Pour commencer as tu fait un test de débit de ta ligne ?

Fais en un ici et donne nous le résultat : 
http://speedtest.macbidouille.com/


----------



## pseudoalacon (3 Juin 2008)

Zyrol a dit:


> Pour commencer as tu fait un test de débit de ta ligne ?
> 
> Fais en un ici et donne nous le résultat :
> http://speedtest.macbidouille.com/



Merci de ta réponse.


Hop comme demandé :









*P.S. :* Depuis l'installation de Safari 1.2 j'ai plus l'accès aux balises BBC Code du forum, faut que je les créé grrr


----------



## Zyrol (3 Juin 2008)

donc à priori ça ne vient pas de ton FAI.
Si tu es sous tiger (10.4.11) tu peux installer la dernière version de safari.
Tu peux essayer aussi de changer de navigateur (firefox) voir si ça vient de là

autre piste : 
crée une nouvelle session (préférence système, compte), une fois sur cette session teste la navigation internet.
ça nous permettra de voir si le problème vient du système ou simplement de ta session.

On attends tes réponses


----------



## pseudoalacon (3 Juin 2008)

Zyrol a dit:


> donc à priori ça ne vient pas de ton FAI.
> Si tu es sous tiger (10.4.11) tu peux installer la dernière version de safari.
> Tu peux essayer aussi de changer de navigateur (firefox) voir si ça vient de là
> 
> ...



Ok donc, le bilan (je suis sous une nouvelle session là et je repasse sur l'autre), à noter que je suis sous MacOS X 10.3.9 :

- sous Firefox, Dailymotion marche bien et le streaming aussi (dsl pour le tps de réponse j'en profitais pour survoler un film ) ... normal
- j'ai les même caractéristiques que le lien que tu m'a donné en retestant la connexion
- internet charge au même rythme et le débit idem, j'ai juste bcp moins de "blocage" sur les fameux forums (celui-ci et un autre) en fin de chargement

... on avance on avance :rateau:


----------



## pseudoalacon (3 Juin 2008)

Ouais c'est quand même beaucoup plus fluide après re re test sous la nouvelle session.
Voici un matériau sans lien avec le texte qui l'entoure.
PR #728, opened 2026-08-17
Fix integrations encryption: decouple key, add rotation, warn

timujinne:
## Summary

Integration credentials (`phoenix_kit_settings`, `module = "integrations"`) are encrypted with a key derived from `secret_key_base` when no dedicated key is configured. That's a silent, undocumented fallback with no operator-facing signal — `secret_key_base` is a session/CSRF secret, shared far more broadly than an encryption-at-rest key should be, and the installer never stamps a dedicated `integrations_encryption_key`, so this is the common case, not an edge case.

This PR:

- Adds a proper `key_status/0` (`:dedicated`, `:legacy_secret_key_base`, `:disabled_no_key`, `:disabled_explicit`) and surfaces it as a visible banner on the Integrations settings page, plus a one-shot boot-time warning (`PhoenixKit.boot/1`, so it runs after the host's Endpoint has started).
- Adds `mix phoenix_kit.integrations.rotate_key` to re-encrypt every stored connection under a new key — covers both genuine key rotation and first-time adoption of a dedicated key on an install whose credentials are currently plaintext or legacy-keyed.
- A configured dedicated key under 20 characters is rejected (with a distinct warning, not silently treated as "no key configured").

## Review

Independently reviewed end-to-end against a real database across five rounds (two genuine defects found and fixed along the way — a write-path bug that could permanently erase a credential that failed to decrypt once, and a regression in an intermediate round that caused the rotation task to skip plaintext-only rows). Full review text in the first comment below.

## Test plan

- `mix test` — full suite, integration tags included: 3799 tests, 0 failures.
- `mix format --check-formatted`, `mix credo --strict`: clean.
- `mix dialyzer`: clean (run standalone/unpiped — this container's pre-commit hook OOM-kills a chained `mix quality` run under its 4GB memory limit; several commits in this branch's history were made with `--no-verify` for that reason, each with the reasoning in the commit message, after verifying format/credo/dialyzer individually).


timujinne:
## Independent end-to-end review — PASS

Reviewed across five rounds against a real PostgreSQL database (not just the diff). Two genuine defects were found and fixed along the way; both are described below alongside what was verified.

### Round 4 findings (both fixed, verified fixed in round 5)

**1. Write path could permanently erase a credential (`encryption.ex`).** A field that failed to decrypt once was dropped from the in-memory map to keep it from leaking as a usable value to readers — but that same map fed every write path, including automatic ones (OAuth token-refresh), and `save_integration/2` writes `value_json` wholesale. So the very next ordinary write — no operator action required — permanently deleted the ciphertext. Before this fix, the same situation was recoverable once the correct key came back; after, it was not.

Fixed with a precise, non-heuristic approach: `Encryption.decrypt_fields_with_failures/1` returns `{safe_map, failed_field_names}`; every merge-based write path threads that list through and restores the untouched ciphertext only into what gets persisted, never into what's returned to a caller. `disconnect/3` deliberately does not participate — it already expresses removal intent unambiguously via an allowlist, and there is no way to distinguish "absent because undecryptable" from "absent because disconnect means to remove it" without that explicit list.

Verified end-to-end:
```
stored ciphertext present:                     true
api_key still in DB after 3 unrelated writes:  true   (record_validation, rename_connection, save_setup)
returned map exposes ciphertext:                false
credential recovered once the correct key is restored: <original value>
disconnect still clears it:                     true
```

**2. The boot-time warning misfired on the most common install shape (`supervisor.ex`).** The check ran from a `PhoenixKit.Supervisor` child, which starts *before* the host's Endpoint in a stock Phoenix tree. `Endpoint.config/1` raised before the endpoint was up, was rescued to `nil`, and the check reported `:disabled_no_key` (a false "credentials are in plaintext" alarm) on any install relying on the endpoint-secret fallback — which, per the code's own comment, is most installs, since the installer never stamps a dedicated key.

Fixed by moving the check into `PhoenixKit.boot/1`, which runs after `Supervisor.start_link/2` returns — i.e. after every child of the host application, Endpoint included.

### Round 4 → 5: a regression in one of the accompanying minor fixes

An unrelated, non-blocking cleanup in the same round (making the rotation task's reported count exact) accidentally changed *which rows get rewritten*, not just the count — it filtered on whether the raw stored value already carried the `enc:v1:` prefix. That meant a row whose secret was still **plaintext** (exactly the "first adoption" scenario the rotation task exists for) was excluded from the write set entirely: `rotate/2` reported `{:ok, %{rotated: 0}}` and left the plaintext untouched.

Fixed in round 5 by testing presence against the *decrypted* view instead of the raw one. Verified:
```
before: rotate on a plaintext row → rotated: 0, value unchanged
after:  rotate on a plaintext row → rotated: 1, value is now ciphertext, decrypts back to the original under the new key
a row with no sensitive fields at all is still correctly skipped (no spurious UPDATE)
```

### Also verified, no issues
- Config-key decoupling itself: the dedicated key is tried first; the legacy `secret_key_base`-derived tier is a real, working fallback, not a silent bypass.
- Rotation's row-locking and dry-run behavior match their documentation.
- The settings-page banner renders correctly for all three non-`:dedicated` statuses.
- A dedicated key under 20 characters is rejected with a message that names *why* (distinct from "no key configured"), rather than silently falling through with a misleading warning.
- `mix format`, `mix credo --strict`, `mix dialyzer` all clean; full suite (43 doctests / 3799 tests, integration tags included) passes.

Two nitpicks remain open by agreement, neither blocking: per-field decrypt-failure logging fires on every render of a busy admin panel rather than being deduplicated, and `mix phoenix_kit.integrations.rotate_key --new-key=<secret>` puts the new key on argv (shell history / `ps` visibility) rather than accepting it via stdin or an env var.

*EDIT :* Plus de plantage sur les blogs accessibles sur skyrock en allant sur les photos de profils après test, et c'est bcp plus fluide.


----------



## Zyrol (3 Juin 2008)

parfait, au moins on sait d'où vient le probleme : ta session. 
Je te conseille un bon nettoyage avec onyx, réparer les autorisations et tout le toutim. Ensuite a toi de voir si tu veux garder Safari ou firefox. A ta place je prendrai firefox. Car vu que tu ne peux pas avoir la dernière version de Safari mieux vaut avoir firefox qui sera mis à jour régulièrement et qui fonctionnera avec ta 10.3


----------



## pseudoalacon (3 Juin 2008)

Zyrol a dit:


> parfait, au moins on sait d'où vient le probleme : ta session.
> Je te conseille un bon nettoyage avec onyx, réparer les autorisations et tout le toutim. Ensuite a toi de voir si tu veux garder Safari ou firefox. A ta place je prendrai firefox. Car vu que tu ne peux pas avoir la dernière version de Safari mieux vaut avoir firefox qui sera mis à jour régulièrement et qui fonctionnera avec ta 10.3



Ok bah nickel merci de ton aide.
Histoire de voir, j'ai essayé la version 10.4.11 d'OS X avec Safari 3 mais ça rame trop comme initialement donc je vais revenir en arrière (si j'y arrive) et rester sur Firefox, qui load plus rapidement les vidéos qu'avec ma config actuelle :sleep:

C'est con j'ai perdu tout mes bookmarks du coup


----------